# Update on Bridgett



## Brinkleythegolden (Jun 18, 2012)

Sending positive vibes to Bridgett...


----------



## KathyL (Jul 6, 2011)

Hi, I've been wondering how Bridget is doing. Give her a big belated 10th birthday snuggle for me. I hope she continues to fight and enjoy life.


----------



## PrincessDi (Jun 8, 2009)

I'm glad that she has started doing better and feels like enjoying life a bit after not doing well. Happy belated birthday to your beautiful Penny. Sending thoughts for more quality time that shes able to wag her tail and have that precious sparkle in her eyes.


----------



## Buddy's mom forever (Jun 23, 2011)

Happy belated 10th birthday to sweet Bridgett.

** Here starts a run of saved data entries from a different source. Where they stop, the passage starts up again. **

PR #299, opened 2022-02-03
Add TxStartStopPoint enum

mdwcrft:
Adds TxStartStopPoint as an enum. Although this isn't an "EnumType" in the spec it similarly is a list of allowed values.

If this should go somewhere other than `enums.py` let me know but thought it would be useful to have it somewhere in this lib.

Screenshot 2022-02-03 at 15 29 31

(page 434 of spec part 2)


tropxy (changes requested):
LGTM, could you add tests for this? We dont have any for the enums of v201, but you can see what was done in v16: https://github.com/mobilityhouse/ocpp/blob/master/tests/v16/test_enums.py

OrangeTux (approved):
Thanks!

Issue #302, opened 2022-02-04
v201/Wrong dataclass MeterValueType


Shadowsith:
MeterValueType was implemented correctly in the JSON schema but the dataclass is implemented incorrectly.

current (wrong):
``` python
@dataclass
class MeterValueType:
    """
    Collection of one or more sampled values in MeterValuesRequest and
    TransactionEvent. All sampled values in a MeterValue are sampled at the
    same point in time.
    MeterValueType is used by: MeterValuesRequest, TransactionEventRequest
    """

    timestamp: str
    sampled_value: SampledValueType
```

**should:**
``` python
@dataclass
class MeterValueType:
    """
    Collection of one or more sampled values in MeterValuesRequest and
    TransactionEvent. All sampled values in a MeterValue are sampled at the
    same point in time.
    MeterValueType is used by: MeterValuesRequest, TransactionEventRequest
    """

    timestamp: str
    sampled_value: List[SampledValueType]
```

See **MeterValueType** specification https://raw.githubusercontent.com/mobilityhouse/ocpp/master/docs/v201/OCPP-2.0.1_part2_specification.pdf page 381, **sampledValue** (1...*)

OrangeTux:
Thanks for reporting the issue.

Shadowsith:
I've created a PR for that: https://github.com/mobilityhouse/ocpp/pull/306

Jared-Newell-Mobility:
This was merged into master some time ago, so I will close this

PR #306, opened 2022-02-07
Fixed MeterValueType sampled_value attribute type

Shadowsith:
Fixed issue: https://github.com/mobilityhouse/ocpp/issues/302


OrangeTux (approved):
Thanks for the PR!

OrangeTux (changes requested):
`List` is not brought into the scope. Can you fix that?

PR #3337, opened 2022-04-08
Determine new value of showGrid synchronously

### LINKED ISSUE #3272: Bottom bar stuck in tab switcher mode while web page and URL bar is showing

darinwf:
This should resolve the bugs we've seen with the bottom bar appearing to be
stuck as the tab switcher bottom bar when viewing a page, or the less common
issue with a tab appearing to not be scrollable but just jiggle around as you
try to scroll it w/ the card grid scrolling below it.

The issue is that when the DispatchQueue.main.async callback runs, the value of
cardTransitionModel.state could have already had its value changed to a value
other than visibleForTrayHidden, which would cause us to not set showGrid to
false.

BrowserModel.onCompletedCardTransition would never run if showGrid did not get a
new value, and the bottom bar would also continue to think that it should keep
showing the bottom bar for the grid. These are the bugs we were observing, and
it is explained by the above.

Fixes #3272

### How was this tested?
- [x] I tested this manually


evancrow (approved):
Makes sense!

darinwf:
I think there may still be some additional bugs related to this code. The `DispatchQueue.main.async` creates the potential for other ordering issues. For example, there are probably bugs if some code calls `showSpaces` while this callback is pending. `showSpaces` sets `showGrid` to true, but this callback could run after it and then set it back to false. Maybe we need to have some kind of sequence number associated with attempts to set showGrid to a new value so we can ensure proper sequencing.

darinwf:
> I think there may still be some additional bugs related to this code. The `DispatchQueue.main.async` creates the potential for other ordering issues. For example, there are probably bugs if some code calls `showSpaces` while this callback is pending. `showSpaces` sets `showGrid` to true, but this callback could run after it and then set it back to false. Maybe we need to have some kind of sequence number associated with attempts to set showGrid to a new value so we can ensure proper sequencing.

Another choice could be to always only change `showGrid` via `DispatchQueue.main.async`. That would also guarantee ordering. Just not sure that it wouldn't create other issues :-/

Sending hugs and prayers.


----------



## Tayla's Mom (Apr 20, 2012)

I'm so sorry, but glad she's having a good day. I'll keep you in my thoughts and prayers.


----------



## Karen519 (Aug 21, 2006)

*Bridgett*

Happy Belated birthday. Bridgett, and I am praying for you!

Praying for your Mom, too


----------



## CAROLINA MOM (May 12, 2009)

Happy belated 10th birthday to your Bridgett.

It's great to hear her doing so well, as you said, today is not the day. She will let you know when it's time. 

Each and everyday is a blessing and a special gift, enjoy your time with your sweet girl.


----------